Not all ARMv7-based Android devices support NEON, but devices that do may benefit significantly from its support for scalar/vector instructions. For x86 devices, the NDK can also translate NEON instructions into SSE, although with several restrictions. For more information, see x86 Support for ARM NEON Intrinsics.
Using LOCAL_ARM_NEON
To have the NDK build all its source files with NEON support, include the following line in your module definition:
LOCAL_ARM_NEON := true
It can be especially useful to build all source files with NEON support if you want to build a static or shared library that specifically contains NEON code paths.
Using the .neon Suffix
When listing source files for your LOCAL_SRC_FILES variable, you have the option of
using the .neon suffix to indicate that you want to build binaries with NEON support.
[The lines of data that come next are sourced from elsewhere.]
PR #2602, opened 2021-07-12
docs(DataTable): Clarify numeric-width (percentage) column behavior

lukelooker:
Clarifies behavior of `DataTable` columns when a percentage (numeric) width is used.

- [x] 📚 Documentation updated

### DIFF
--- a/www/package.json
+++ b/www/package.json
@@ -10,7 +10,7 @@
   "devDependencies": {
     "@looker/components": "*",
     "@looker/components-theme-editor": "*",
-    "@looker/components-date": "^2.0.0-alpha",
+    "@looker/components-date": "*",
     "@looker/filter-components": "*",
     "@looker/design-tokens": "*",
     "@looker/icons": "*",
--- a/www/src/MDX/Headings.tsx
+++ b/www/src/MDX/Headings.tsx
@@ -30,7 +30,7 @@ import styled from 'styled-components'
 import { maxTextWidth } from './styles'
 
 const generateHeadingAnchor = (children?: ReactNode) => {
-  return (children as string).toLowerCase().replace(/\s/g, '-')
+  return String(children).toLowerCase().replace(/\s/g, '-')
 }
 
 const StyledHeading = styled(Heading).attrs<HeadingProps>(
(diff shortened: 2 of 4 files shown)


www/package.json
```diff
@@ -10,7 +10,7 @@
   "devDependencies": {
     "@looker/components": "*",
     "@looker/components-theme-editor": "*",
-    "@looker/components-date": "^2.0.0-alpha",
+    "@looker/components-date": "*",
```
lukelooker, line 13: Old version, `*` is more universal for this case anyway.

www/src/MDX/Headings.tsx
```diff
@@ -30,7 +30,7 @@ import styled from 'styled-components'
 import { maxTextWidth } from './styles'
 
 const generateHeadingAnchor = (children?: ReactNode) => {
-  return (children as string).toLowerCase().replace(/\s/g, '-')
+  return String(children).toLowerCase().replace(/\s/g, '-')
```
lukelooker, line 33: This will ensure that `children` is treated as a string rather than just _telling_ the type system

www/src/documentation/components/content/data-table.mdx
```diff
@@ -15,6 +15,42 @@ The `<DataTable>` component acts as the main wrapper to other `<DataTable>`-rela
 
 For accessibility `caption` must be specified to describe the table's contents.
 
+## Columns
+
+`DataTableColumn`s are defined as an array of objects that confirm the the `DataTableColumn` interface:
```
laraharrow, line 20: `DataTableColumn`s are defined as an array of objects that confirm the `DataTableColumn` interface:
```suggestion
`DataTableColumn`s are defined as an array of objects that confirms the `DataTableColumn` interface:
```

laraharrow (changes requested):
Looks good just a saw a little typo other then that if test passes LGTM

www/src/documentation/components/content/data-table.mdx
lukelooker: Oops! I'd actually meant to say "that confirms to the". Fixing now.

laraharrow (approved):
LGTM🚢

PR #2604, opened 2021-07-12
refactor: Consistently import styled-system via @looker/design-tokens

lukelooker:
Currently we're somewhat inconsistent about how we import `styled-system` types and helpers. This PR consolidates all utilized imports in @looker/design-tokens (to aid a prospective replacement at some undetermined future point).

PR also removes dependency on `styled-system` from all packages except `design-tokens`


mdodgelooker (approved):
LGTM!

PR #2652, opened 2021-07-26
fix(Tree): Controlled isOpen

mdodgelooker:
Check `isOpen` for being defined rather than truthy to get correct accordion props.

Add story and update controlled test to catch this failure.


lukelooker (approved):
🤦  Looks great! Thanks for fixing that so quick! :)

PR #2653, opened 2021-07-28
fix: Export a few private items to allow downstream consumers to leverage without breaking tree-shaking

lukelooker:


jhardy (approved):
LGTM

PR #2661, opened 2021-07-30
feat(design-tokens): Create new unit-based spacing tokens to represent new design system values

jhardy:
This PR adds a new `spacing` option to theme, these represent our new spacing values we want to use on the design system. 

- [ ] 📚 Documentation updated
- [ ] 👾 Browsers tested
  - [ ] Chrome
  - [ ] Firefox
  - [ ] Safari
  - [ ] IE11


packages/design-tokens/src/system/space.ts
```diff
@@ -51,6 +51,28 @@ export type SpacingSizes =
...
+  | 'size7'
+  | 'size8'
+  | 'size9'
+  | 'size10'
+  | 'size11'
+  | 'size12'
+  | 'size13'
+  | 'size14'
+  | 'size15'
+  | 'size16'
```
jhardy, line 72: Interested in your opinion here @lukelooker, I've gone back and forth on naming a few times, but I feel like this is something memorable as well as not too different from our t-shirt sizing concept.

packages/design-tokens/src/theme/theme.ts
```diff
@@ -55,6 +56,7 @@ import {
   sizes,
   shadows,
   space,
+  spacing,
```
jhardy, line 59: adding the new tokens under `spacing` instead of `space` so we can deprecate the old tokens.

packages/design-tokens/src/system/space.ts
lukelooker: For some reason the idea of introducing `size` here raises my hackles a bit – I think perhaps the collision with the idea of `iconSize` and such?

What do you think of referencing `u` (for unit)? I guess I think the predicate here should be as diminutive as possible to encourage scannability of the difference value (`0.5`, `1`, `2`, etc...)

```
`u0.5`,
`u1`,
`u2`,
`u3`,
```

```
<Paragraph mb="size4" mt="size2">...
```
vs.
```
<Paragraph mb="u4" mt="u2">...
```

lukelooker (changes requested):
Arg! I forgot to "Send" my review

lukelooker (approved):
LGTM

PR #2676, opened 2021-08-02
feat(NavTree): Added indicator toggle only behavior

ElliotTheHuman:
## Changes
- Isolated accordion toggle behavior in `NavTree` to only the indicator
- Rearranged `NavTree` structure to avoid indicator from being included within label container (i.e. indicator should NOT trigger linking / onClick behavior of the label)
- Unrelated: Added 8px of spacing to the `Nav` component suite "indent" (note: `NavTree` gets its additional 8px by adding padding to the indicator for a larger click target)
  - This was added to satisfy a feature request regarding larger indicator click targets for top-level `NavTree`s 

## Follow-up PR
- Fix keyboard nav by adding custom `getNextFocus` to `NavList`

- [ ] 📚 Documentation updated
- [ ] 👾 Browsers tested
  - [ ] Chrome
  - [ ] Firefox
  - [ ] Safari
  - [ ] IE11


packages/components/src/NavTree/NavTree.tsx
```diff
@@ -24,18 +24,288 @@
...
+
+  // These additional props on indicator produce the "indicator toggle only" behavior
+  const renderedIndicator = cloneElement(indicator, {
+    onClick: onIndicatorClick,
+    onKeyUp: onIndicatorKeyUp,
+    style: {
+      paddingLeft: INDICATOR_SPACER,
+    },
+    tabIndex: -1,
+  })
```
ElliotTheHuman, line 238: This is how we get the toggle behavior (and `tabIndex = -1`) onto the `AccordionIndicator` div since that isn't exposed to `useAccordion2` callers. 

Wondering if we should just find a way to do this within `useAccordion2` itself via an `indicatorToggleOnly` prop, but the `cloneElement` seemed like the least complicated solution.

packages/components/src/NavList/NavList.tsx
```diff
@@ -68,7 +69,10 @@ export const NavList = styled(List).attrs(({ color = 'key' }) => ({ color }))`
 
   & > ${ListItem} {
     ${ListItemContent} {
-      padding-left: ${({ theme }) => `${theme.sizes.medium}`};
+      padding-left: ${({ theme }) => {
+        const iconGutterSize = theme.sizes.medium
+        return `calc(${iconGutterSize} + ${INDICATOR_SPACER})`
+      }};
```
ElliotTheHuman, line 75: I know I could just use `theme.sizes.large` or a combination of `theme.space.X`s to get the `2rem` I need, but I figure since `INDICATOR_SPACER` might need to be changed more than once based on DiscoNav feedback, it's better to just tie all our overrides to it.

lukelooker (changes requested):
Can we split this into two PRs - with Jared OOO this week I'd prefer to ship the "label toggle" behavior sooner and then have the spacing / sizing conversation as a separate,  narrower conversation.

ElliotTheHuman:
Indicator spacing changes reverted in fea9b0a

packages/components/src/NavTree/NavTree.test.tsx
```diff
@@ -39,30 +39,34 @@ describe('NavTree', () => {
...
 
-    const treeLabel = screen.getByText('Parent Tree with Icon')
+    const indicator = screen.getAllByTestId('accordion-indicator')[0]
     screen.getByText('Cheddar')
-    fireEvent.click(treeLabel)
+    fireEvent.click(indicator)
     expect(screen.queryByText('Cheddar')).not.toBeInTheDocument()
+  })
+
+  test('Does not change accordion open state on label click', () => {
```
lukelooker, line 51: I think the implementation (and the test title/behavior by way of that) is slightly incorrect – the `ParentIcon` story doesn't have a link/onClick and therefore clicking the label _should_ open and close the underlying accordion.

lukelooker: I think a test for the `Link` example with a very similar test should be added however.

packages/components/src/NavTree/NavTree.tsx
```diff
@@ -24,18 +24,302 @@
...
+                {/**
+                 * @TODO: Delete labelBackgroundOnly behavior once FieldItem component is completed
+                 */}
+                {hasLabelBackgroundOnly ? (
+                  <TreeItemLabel {...statefulProps}>
+                    {disclosureLabel}
+                  </TreeItemLabel>
+                ) : (
+                  disclosureLabel
+                )}
```
lukelooker, line 296: `NavTree` probably doesn't need this variant?

packages/components/src/NavTree/NavTree.tsx
```diff
@@ -24,18 +24,302 @@
...
+ */
+const NavTreeLayout = ({
+  assumeIconAlignment,
+  border: propsBorder,
+  children,
+  className,
+  dividers,
+  forceLabelPadding,
+  isOpen: propsIsOpen,
+  itemRole = 'none', // By default, Tree's content container should be a 'div'
```
lukelooker, line 78: Can we trim `NavTree` back to a more minimal implementation removing things like `itemRole`?

lukelooker (commented):
Early thoughts commented on here - would like to discuss how we can narrow `NavTree` some.

ElliotTheHuman:
Next steps:
- Make label toggle behavior conditional based on if an `href` is passed in or not
- Tear out unused pieces like `labelBackgroundOnly` and `itemRole` weirdness
- Fix keyboard nav

packages/components/src/NavTree/NavTree.tsx
```diff
@@ -23,19 +23,293 @@
...
+     */
+    if (
+      restProps &&
+      (treeItemInnerPropKeys as ReadonlyArray<string>).includes(propKey)
+    ) {
+      treeItemInnerProps[propKey] = propValue
+    } else {
+      accordionInnerProps[propKey] = propValue
+    }
+  })
```
lukelooker, line 104: Dupe from `Tree`

packages/components/src/NavTree/NavTree.tsx
```diff
@@ -23,19 +23,293 @@
...
+
+  const {
+    density: propsDensity,
```
lukelooker, line 107: Not sure we should support `density` on `NavTree`

packages/components/src/NavTree/NavTree.tsx
```diff
@@ -23,19 +23,293 @@
...
+  const handleWrapperBlur = (event: FocusEvent<HTMLElement>) => {
+    const nextFocusTarget = getNextFocusTarget(event)
+
+    if (
+      nextFocusTarget &&
+      !event.currentTarget.contains(nextFocusTarget as Node)
+    ) {
+      setHovered(false)
+    }
+  }
```
lukelooker, line 136: Extract to util

lukelooker (dismissed):

lukelooker (approved):
💥  Dope, ship it.

PR #2683, opened 2021-08-03
test(DataTable): Utilities Test Coverage

dbchristopher:
Increases test coverage for DataTable utilities and child components. This is accomplished by both adding tests but also refactoring instances where branches of code were functionally unreachable.

https://buganizer.corp.google.com/issues/194403850

## Screenshot

Group

## Followup

I'll create a new branch for DataTable/getNextFocus tests, which is a separate buganizer ticket and will be a decent chunk of work on its own.

### DIFF
--- a/packages/components/src/DataTable/Item/DataTableItem.tsx
+++ b/packages/components/src/DataTable/Item/DataTableItem.tsx
@@ -84,13 +84,6 @@ const DataTableItemLayout: FC<DataTableItemProps> = (props) => {
 
   const handleClick = disabled ? undefined : onClick || undefined
 
-  const handleKeyDown = (event: React.KeyboardEvent<HTMLDivElement>) => {
-    const isEventFromChild = event.currentTarget !== event.target
-    if (event.keyCode === 13 && !isEventFromChild) {
-      event.currentTarget.click()
-    }
-  }
-
   const ItemActions = (actionPrimary || actions) && (
     <ItemTargetGroup>
       {actionPrimary && <ItemTarget>{actionPrimary}</ItemTarget>}
@@ -121,7 +114,6 @@ const DataTableItemLayout: FC<DataTableItemProps> = (props) => {
       id={id}
       onChange={onChange}
       onClick={handleClick}
-      onKeyDown={handleKeyDown}
       ref={ref}
       secondary={ItemActions}
       tabIndex={0}
--- a/packages/components/src/DataTable/Item/DataTableRow.tsx
+++ b/packages/components/src/DataTable/Item/DataTableRow.tsx
@@ -79,16 +79,14 @@ const DataTableRowLayout = forwardRef(
     const sizedChildren = Children.map(children, (child, index) => {
       if (columnsDisplayState && !columnsDisplayState[index]) {
         return null
-      } else if (isValidElement(child)) {
-        const size = getColumnSize(index)
-        const cellProps =
-          index === 0
-            ? { id: `rowheader-${id}`, role: 'rowheader', size }
-            : { size }
-        return cloneElement(child, cellProps)
-      } else {
-        return child
       }
+
+      const size = getColumnSize(index)
+      const cellProps =
+        index === 0
+          ? { id: `rowheader-${id}`, role: 'rowheader', size }
+          : { size }
+      return isValidElement(child) && cloneElement(child, cellProps)
     })
 
     const handleOnClick = (event: React.MouseEvent<HTMLElement>) => {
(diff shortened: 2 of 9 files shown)


packages/components/src/DataTable/Item/DataTableItem.tsx
```diff
@@ -84,13 +84,6 @@ const DataTableItemLayout: FC<DataTableItemProps> = (props) => {
 
   const handleClick = disabled ? undefined : onClick || undefined
 
-  const handleKeyDown = (event: React.KeyboardEvent<HTMLDivElement>) => {
-    const isEventFromChild = event.currentTarget !== event.target
-    if (event.keyCode === 13 && !isEventFromChild) {
-      event.currentTarget.click()
-    }
```
dbchristopher, line 91: I could never identify an edge case where the event originated from somewhere other than the child. I assume this handler was deprecated and this line was unreachable, so I deleted it.

packages/components/src/DataTable/Item/DataTableRow.tsx
```diff
@@ -79,16 +79,14 @@ const DataTableRowLayout = forwardRef(
...
         return null
-      } else if (isValidElement(child)) {
-        const size = getColumnSize(index)
-        const cellProps =
-          index === 0
-            ? { id: `rowheader-${id}`, role: 'rowheader', size }
-            : { size }
-        return cloneElement(child, cellProps)
-      } else {
-        return child
```
dbchristopher, line 90: refactored this to negate the need for that final `else` branch which seemed to be unreachable (everything would pass `isValidElement` check)

packages/components/src/DataTable/utils/sort_utils.test.ts
```diff
@@ -48,172 +48,99 @@ describe('DataTable Sort Utils', () => {
...
-            },
-            Object {
-              "id": 2,
-              "name": "Kobe",
-            },
-          ],
-        },
-      ]
-    `
-    )
```
dbchristopher, line 217: I broke these snapshots apart to be more easily parsed by test case. See [`/sort_utils.test.ts.snap`](https://github.com/looker-open-source/components/pull/2683/files#diff-972f44e1dae0badff5d7f520b579a56fb63f38a8648f392a589103aa62c190c4) for final output

packages/components/src/DataTable/utils/sort_utils.test.ts
```diff
@@ -48,172 +48,99 @@ describe('DataTable Sort Utils', () => {
...
+    [
+      'Sort Name Ascending',
       {
-        id: 'id',
+        id: 'name',
         sortDirection: 'desc',
       },
+    ],
+    [
+      'Sort Date Ascending',
```
dbchristopher, line 126: Added test case to verify the date sorting functionality

packages/components/src/DataTable/utils/useSelectManager.tsx
```diff
@@ -41,7 +41,7 @@ export const useSelectManager = (
     setSelections(
       selections.includes(selectionId)
         ? selections.filter(
-            (itemId) => itemId !== selectionId && possibilities.includes(itemId)
+            (itemId) => possibilities.includes(itemId) && itemId !== selectionId
```
dbchristopher, line 44: Flipped the order of these checks as it would always short circuit on the `itemId !== selectionId` check and therefor never actually check if the `itemId` was included in the `possibilities` array

packages/components/src/DataTable/Item/DataTableItem.tsx
laraharrow: should the `event.keyCode === 13` part stay as it is checking if the enter key is clicked?

laraharrow (approved):
LGTM 🚢

packages/components/src/DataTable/Item/DataTableItem.tsx
mdodgelooker: I think you're right @dbchristopher – you can't focus the row itself in order to "click via enter". Maybe this was from a previous iteration where the row was focusable.

mdodgelooker (approved):
Nice work @dbchristopher !

lukelooker (approved):
Ditto on other's reviews. LGTM :)

packages/components/src/DataTable/Item/DataTableItem.tsx
dbchristopher: awesome thanks for weighing @mdodgelooker, I think that would definitely explain it!

PR #2684, opened 2021-08-03
test: Introduce @storybook/testing-react

lukelooker:
Adds `@storybook/testing-react` test dependency and leverages it where it's useful.

### DIFF
--- a/packages/filter-components/src/Filter/Filter.stories.tsx
+++ b/packages/filter-components/src/Filter/Filter.stories.tsx
@@ -25,9 +25,11 @@
  */
 import React, { useState } from 'react'
 import type { Story } from '@storybook/react/types-6-0'
-
+import { i18nInit } from '../utils/i18n'
 import type { FilterProps, FilterChangeProps } from './types/filter_props'
 import { Filter } from './Filter'
+
+i18nInit()
 
 const Template: Story<FilterProps> = (args) => {
   const [expression, setExpression] = useState(args.expression)
--- a/jest.setup.js
+++ b/jest.setup.js
@@ -25,6 +25,8 @@
  */
 
 import { format } from 'util'
+import { setGlobalConfig } from '@storybook/testing-react'
+import * as globalStorybookConfig from './storybook/.storybook/preview'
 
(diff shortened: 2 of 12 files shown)


lukelooker:
@mdodgelooker Okay, this is _actually_ ready for review now.

packages/filter-components/src/Filter/Filter.stories.tsx
```diff
@@ -25,10 +25,12 @@
  */
 import React, { useState } from 'react'
 import type { Story } from '@storybook/react/types-6-0'
-
+import { i18nInit } from '../utils/i18n'
 import type { FilterProps, FilterChangeProps } from './types/filter_props'
 import { Filter } from './Filter'
 
+i18nInit()
```
lukelooker, line 32: This can't be included in `componentsDecorator` because some tests explicitly test `i18nInit` so we need to make sure it's not loaded "earlier" now that Jest `componentsDecorator` is part of the general Jest setup steps.

mdodgelooker: Trying to think of a cleaner solution for this...

dbchristopher (approved):
This is really nice! I love all the utility we are able to get from storybook. What a useful product. 

Will we need to use `composeStories` every time we render stories in a jest test? Or are there only certain instances where that is required?

lukelooker:
> Will we need to use `composeStories` every time we render stories in a jest test? Or are there only certain instances where that is required?

You don't _have_ to but I think it's probably going to be a best-practice in most cases. I suspect we'll find cases where we just want to pull in the Story component and then mess around with args within the Jest test as we do more cross-cutting work but YMMV.

packages/filter-components/src/Filter/Filter.stories.tsx
mdodgelooker: Can't figure it out. Hopefully this change will be ok on the core product side – I created a ticket to update: https://b.corp.google.com/issues/196231259

mdodgelooker (approved):

PR #2689, opened 2021-08-03
test(Accordion): Add coverage

ElliotTheHuman:
- Added a test to check `console.warn` when `Accordion` is only partially controlled (i.e. only receives one of two controlled open state props)
- Added a test to check legacy composition

- [ ] 📚 Documentation updated
- [ ] 👾 Browsers tested
  - [ ] Chrome
  - [ ] Firefox
  - [ ] Safari
  - [ ] IE11

### DIFF
--- a/packages/components/src/Accordion/Accordion.test.tsx
+++ b/packages/components/src/Accordion/Accordion.test.tsx
@@ -133,13 +133,6 @@ describe('Accordion', () => {
   })
 
   describe('warnings', () => {
-    beforeEach(() => {
-      global.console = {
-        ...globalConsole,
-        warn: jest.fn(),
-      }
-    })
-
     test('warns if isOpen is provided without toggleOpen prop', () => {
       global.console = {
         ...globalConsole,
@@ -154,6 +147,7 @@ describe('Accordion', () => {
 
       // eslint-disable-next-line no-console
       expect(console.warn).toHaveBeenCalled()
+      global.console = globalConsole
     })
   })
 
--- a/packages/components/src/Accordion/Accordion.test.tsx
+++ b/packages/components/src/Accordion/Accordion.test.tsx
@@ -140,6 +140,10 @@ describe('Accordion', () => {
       }
     })
 
+    afterEach(() => {
+      global.console = globalConsole
+    })
+
     test('warns if isOpen is provided without toggleOpen prop', () => {
       renderWithTheme(
         <Accordion isOpen={true} content="My Accordion Content">
@@ -149,7 +153,6 @@ describe('Accordion', () => {
 
       // eslint-disable-next-line no-console
       expect(console.warn).toHaveBeenCalled()
-      global.console = globalConsole
     })
 
     test('warns if children is a falsy value', () => {
@@ -159,7 +162,6 @@ describe('Accordion', () => {
 
       // eslint-disable-next-line no-console
       expect(console.warn).toHaveBeenCalled()
-      global.console = globalConsole
     })
   })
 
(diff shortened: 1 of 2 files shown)


packages/components/src/Accordion/Accordion.test.tsx
```diff
@@ -129,4 +131,43 @@ describe('Accordion', () => {
...
     expect(handleKeyUp).toHaveBeenCalled()
   })
+
+  describe('warnings', () => {
+    beforeEach(() => {
+      global.console = {
+        ...globalConsole,
+        warn: jest.fn(),
+      }
+    })
```
mdodgelooker, line 141: This is duplicate since you've got it in the test and since there's only 1 test in this describe, `beforeEach` is overkill.
```suggestion
```

packages/components/src/Accordion/Accordion.test.tsx
```diff
@@ -129,4 +131,43 @@ describe('Accordion', () => {
...
+      }
+
+      renderWithTheme(
+        <Accordion isOpen={true} content="My Accordion Content">
+          My Accordion Label
+        </Accordion>
+      )
+
+      // eslint-disable-next-line no-console
+      expect(console.warn).toHaveBeenCalled()
```
mdodgelooker, line 156: Reset `global.console`:
```suggestion
      expect(console.warn).toHaveBeenCalled()
      global.console = globalConsole
```

packages/components/src/Accordion/Accordion.tsx
```diff
@@ -87,13 +87,6 @@ const AccordionInternal: FC<AccordionProps> = ({
     )
   }
 
-  if (!label) {
-    // eslint-disable-next-line no-console
-    console.warn(
-      "<Accordion>'s child is falsy (i.e. undefined, null, false, etc). Please give <Accordion> a valid ReactNode child."
-    )
-  }
-
```
mdodgelooker, line 96: Is this no longer applicable? Or just not really worth doing since `Accordion` is deprecated?

mdodgelooker (changes requested):
Just a couple minor tweaks. 👍

packages/components/src/Accordion/Accordion.tsx
ElliotTheHuman: Ah meant to leave a comment here, my bad.

In the function parameters, we rename `children` to `label`. We do this because in `Accordion2` terms, the `children` prop should be the accordion's hidden/shown content, not the disclosure like in the old accordion world. This `label` variable should always be truthy since the `children` prop in `Accordion` is required, so I don't _believe_ we need this warn.

packages/components/src/Accordion/Accordion.test.tsx
ElliotTheHuman: 👍  Good catch, thank you.

packages/components/src/Accordion/Accordion.tsx
ElliotTheHuman: 🤦  Yes, you're totally right. In which case, keeping the warn makes sense, so I'll add another test case to the 'warn' test suite in Accordion.test.tsx

packages/components/src/Accordion/Accordion.test.tsx
ElliotTheHuman: Ended adding this `beforeEach` call back in because I added a new warn test. Instead, I removed the global.console assignment within the first warn test.

packages/components/src/Accordion/Accordion.test.tsx
ElliotTheHuman: Ended up just adding an `afterEach` call to handle this since I added a second warn test.

mdodgelooker (approved):
LGTM!

PR #2693, opened 2021-08-04
test(getNextFocus): keyboard navigation tests

dbchristopher:
Adds tests to verify arrow key navigation within DataTable.

## Screenshot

For example, the following example builds one file with .neon support, and another
without it:
LOCAL_SRC_FILES := foo.c.neon bar.c
You can combine the .neon suffix with the .arm suffix, which specifies the 32-bit
ARM instruction set for non-NEON instructions. In such a definition, arm must come before
neon. For example: foo.c.arm.neon works, but foo.c.neon.arm does not.
Build Requirements
NEON support only works with the armeabi-v7a and x86 ABIs. If the NDK build
scripts encounter other ABIs while attempting to build with NEON support, the NDK build scripts
exit. x86 provides partial NEON support via translation header. It is
important to use checks like the following in your
Android.mk file:
# define a static library containing our NEON code ifeq ($(TARGET_ARCH_ABI),$(filter $(TARGET_ARCH_ABI), armeabi-v7a x86)) include $(CLEAR_VARS) LOCAL_MODULE := mylib-neon LOCAL_SRC_FILES := mylib-neon.c LOCAL_ARM_NEON := true include $(BUILD_STATIC_LIBRARY) endif # TARGET_ARCH_ABI == armeabi-v7a || x86
Runtime Detection
Your app must perform runtime detection to confirm that NEON-capable machine code can be run on
the target device. This is because not all ARMv7-based Android devices support NEON. The app can
perform this check using the
cpufeatures library that comes with
this NDK.
You should explicitly check that android_getCpuFamily() returns ANDROID_CPU_FAMILY_ARM, and that android_getCpuFeatures() returns a value including the
ANDROID_CPU_ARM_FEATURE_NEON flag set. For example:
#include <cpu-features.h>
...
...
if (android_getCpuFamily() == ANDROID_CPU_FAMILY_ARM &&
(android_getCpuFeatures() & ANDROID_CPU_ARM_FEATURE_NEON) != 0)
{
// use NEON-optimized routines
...
}
else
{
// use non-NEON fallback routines instead
...
}
...
Sample Code
The source code for the NDK's hello-neon sample provides an example of how to use the
cpufeatures library and NEON intrinsics at the same time. This sample implements a tiny
benchmark for a FIR filter loop using a C version, and a NEON-optimized one for devices that
support it.